In a game of catch-up with One Nation, former leader and co-founder of the Greens, Bob Brown, has declared sections of the wind farm industry are ‘not doing it in the service of the planet’ and are ‘negative’.
One Nation has long pointed out the irony of wind farms causing far more environmental damage than they could ever ‘fix’. Over the last few months, Senator Malcolm Roberts has listened to locals in Ravenshoe, North Queensland, who have expressed environmental concerns about wind farms in their communities.
Australians would be shocked to learn the Daintree Rainforest is being bulldozed to install yet another wind farm to blight the landscape. Where are the Greens on this issue?
At least it appears their past leader, Bob Brown, has joined the chorus of people bitterly opposed to the destruction of rainforests in the pursuit of renewable energy. Bob, of course, is more concerned about the environment than the 300% rise in household electricity costs caused by renewables over the past 20 years.
One Nation is fighting back too. In Victoria, Rikkie-Lee Tyrell has introduced legislation to make solar farms pay a bond for the environmental damage they cause to a landscape once installed.
State Labor governments have stated they support most of these wind farms and oppose our legislation for solar farm bonds in Victoria, but in a glimmer of hope, federal environment minister Tanya Plibersek has indicated a tougher approach to some wind farms, with a Victorian facility recently rejected on environmental grounds.
One Nation knows you can’t pick and choose which wind projects destroy the environment. They all do. We know also these turbines need replacing every 15–20 years. There is no practical means to recycle them, so they end up in landfills.

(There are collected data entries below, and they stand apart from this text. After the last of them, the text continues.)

PR #810, opened 2019-10-16
Disable styling for source code

zappathustra:
When using styles, `view-source:` pages get styled too, which is inconvenient. This disables that.

Next step is independent styling of `view-source:` pages. They already contain CSS, but the html code is not properly tagged so nothing happens.


aidanholm:
Thanks! Manually merged at dd6281a1.

PR #818, opened 2019-12-19
Clear website data

ulrikdem:
This PR adds the `clear_data` module, which provides 2 commands:
* `:clear-data` opens a menu showing the information from the `luakit.website_data` API, and allows clearing the data of {all types,a specific type} for {all domains,a specific domain}.
* `:clear-favicon-db` clears the favicon cache database.

This is supported by 2 new functions in the `luakit` module:
* `luakit.website_data.clear()`, which wraps `webkit_website_data_manager_clear()`.
* `luakit.clear_favicon_database()`, which wraps `webkit_favicon_database_clear()`.

### DIFF
--- a/clib/luakit.c
+++ b/clib/luakit.c
@@ -694,6 +694,15 @@ luaH_luakit_wch_upper(lua_State *L)
 }
 
 static gint
+luaH_luakit_clear_favicon_database(lua_State *UNUSED(L))
+{
+    WebKitWebContext *ctx = web_context_get();
+    WebKitFaviconDatabase *fdb = webkit_web_context_get_favicon_database(ctx);
+    webkit_favicon_database_clear(fdb);
+    return 0;
+}
+
+static gint
 luaH_luakit_push_install_paths_table(lua_State *L)
 {
     lua_createtable(L, 0, 6);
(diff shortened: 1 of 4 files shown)


c0dev0id:
This is giving the user a lot of choices and potentally a very long list of URLs.

What do you think about a direct command scheme like `:clear-[what] [where]`
While `[what]` can be "cache, cookies" and `[where]` can be "all, current, \<searchstring\>".

I would separate cache and cookies. Most of the time I want to delete cookies, but leave the cache alone.

So `:clear-cookies google` would delete all cookies for domains matching \*google\*.
`:clear-cookies current` would delete cookies for the page opened in the current tab.
`:clear-cookies all` would delete all cookies for all urls.
`:clear-cookies` could open a menu similiar to the one you already have.

Same concept for clear-cache.

Is there a need for being able to just flush the favicon cache? Shouldn't this be part of `:clear-cache`?

I could imagine that this could be extended with `:clear-history <searchstring>`

What do you think about this?

ulrikdem:
I originally wrote this for my own use, but when I realized it required C changes and would be useful for others, I decided to make this PR (if at least the C changes - ed143a7, de281be and 6a1f4f5 - are merged, it should be able to create any custom version of this module in Lua). The design was based on exposing the functionality of the WebKit API as directly as possible, which is why there are so many options.

This is also why `:clear-favicon-db` is a separate command (I added it as a bit of an afterthough, since it cannot be cleared with the main website data API). It would be nice if it used the same command as everything else, but it would have to be done carefully to avoid making it feel too inconsistent, since it cannot be cleared per domain.

I agree it would be convenient to be able to select a domain (or the current domain) without having to scroll through the menu. I would suggest something like `:clear-data [where] [what]`, where both parameters are optional and support completion. If the `[what]` is omitted, it still shows the menu, limited to the domains matching `[where]` (or all domains if also omitted).

It may be reasonable to group the data types into categories, like "cache", including `memory_cache`, `disk_cache`, `offline_application_cache` and `hsts_cache`, and "storage", including `session_storage`, `local_storage`, `websql_databases`, `indexeddb_databases`, `plugin_data`, `cookies` and `device_id_hash_salt` (although I would have to research some of the types to be certain if this grouping is appropriate). I wouldn't like to add these in addition to the existing types, since that would result in even more options, with relationships that must be documented and remembered. Having these instead of the existing types might make sense, in which case I like the idea of separate `:clear-cache` and `:clear-storage` commands. I would also like a command like `:clear-cache-and-storage` (probably with a different name). That would probably be enough for my uses, but some users may want more fine-grained control. Maybe we could make the categories configurable, but I'm not sure whether the categories are really necessary.

I will start working on the changes when I have some time.

c0dev0id:
Thank you for the explanation. I'm using this functionality for a while now and I got used to it.

I'm not a big fan of my initial idea any longer as I realized how many data storage options webkit really has. I would assume that most of the time people would want to delete everything, or everything on a specific page. Or a certain type for all pages. At least those are my use-cases.

The only thing that bugs me all the time is that `:clear-data goog<tab>` does not work like in `:open goog<tab>` where the menu shows a filtered list already.

I'd be okay to merge this PR as it is right now and maybe work or refining the menu handling later on.
Are you ok with this @aidanholm?

ulrikdem:
I still think the ideas discussed above, about adding arguments that support completion, would be an improvement. However, I am currently not really motivated to implement it, since I don't use this module very often, and when I do, the current functionality works well enough. So if anyone wants to work on this in the future, feel free to do so.

Issue #665, opened 2018-01-27
Userstyle parser requires space before document subrules


Kyuuhachi:
For example, the following dummy style causes Luakit to crash on startup: `@-moz-documentdomain(""),domain(""){}`. I've temporarily fixed this by locally changing the `%s+` in `styles.lua:239` to `%s*`, but that accidentally lets through `@-moz-documentdomain("")`, which isn't optimal.

n73red:
@-moz-document regexp('http://www\\.example\\.(com|de)/images/.*'), regexp('(?!http://www\\.example\\.com).*'), regexp('http://www\\.example\\.com/(?!members).*'){}

taobert:
Thanks for accepting the PR..

As an addendum, this issue highlights an additional issue, that the style parsing doesn't provide very good error messages when something is (considered) ill-formed. Ideally, there'd be an explicit description of why the parser baulked, rather than just a lua stacktrace.

PR #819, opened 2020-01-10
Correct @-moz-document parsing; resolves issue #665.

taobert:
This corrects #665. The original fix by @Caagr98, and an extra end-of-token check when parsing '@-moz-document' to ensure it's well-formedness.


aidanholm:
Thanks for the PR! :)

Issue #820, opened 2020-01-11
tablist should be optional


taobert:
## I'm submitting a…

Feature Request.

## Current Behavior

Currently the tablist is optional (via the boolean tablist.always_visible setting) when a window has only one tab. If there is more than one tab, the tablist is always displayed.

## Expected Behavior

I would like tthe option of hiding the tablist, even when multiple tabs are present.
I've added a tablist.visibility enum setting which allows for displaying the tablist Always, Never, or only if there's a sole tab.

## Environment

Linux Distribution & Version:
Output of `luakit --version`:

PR #821, opened 2020-01-11
Depricate tablist.always_visible in favour of tablist.visibility. Implements issue #820.

taobert:


lib/lousy/widget/tablist.lua
```diff
@@ -85,10 +85,11 @@ end
 
 local function update_tablist_visibility(tlist)
     if not data[tlist].notebook then return end -- switching notebook
-    if not data[tlist].visible then
-        tlist.widget.visible = false
```
aidanholm: Why the removal of this initial condition here?

lib/lousy/widget/tablist.lua
```diff
@@ -253,12 +254,23 @@ settings.register_settings({
         type = "boolean",
         default = false,
         domain_specific = false,
-        desc = "Whether the tab list should be visible with only a single tab open.",
+        desc = "This is deprecated in favour of tablist.visibility.",
```
aidanholm: I think we should still document whether this option has any effect, and what effect it still has.

aidanholm (commented):
Thanks for the PR!

lib/lousy/widget/tablist.lua
taobert: An excellent question.
I suspect an error on my part. I implemented this for myself long ago but never got round to submitting it back. The initial condition was added early last year, and i may have deleted it during some ham-fisted hand merging. I'll put it back. Thankyou for catching it.

lib/lousy/widget/tablist.lua
taobert: I'll combine the old and new strings, and add a warning that it may be removed in future.

lib/lousy/widget/tablist.lua
taobert: I've made the changes i suggested to my branch.
I'm not sure whether you get notified when that happens, or whether i need to comment again here.

Let me know if there are any other changes you'd like made.

aidanholm:
Thanks! Squashed and merged manually at 2a03b8a1.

We’re not against renewable technology in principle, provided it’s reliable, affordable, and doesn’t damage the environment or good farming land. But putting all our energy eggs in one basket is dangerous. One Nation supports an energy policy that prioritises affordability over climate, which leverages the advantage of Australia’s abundant natural energy resources like coal, gas and uranium, and ensures energy security with reliable, dispatchable baseload power provided by a wide range of technologies.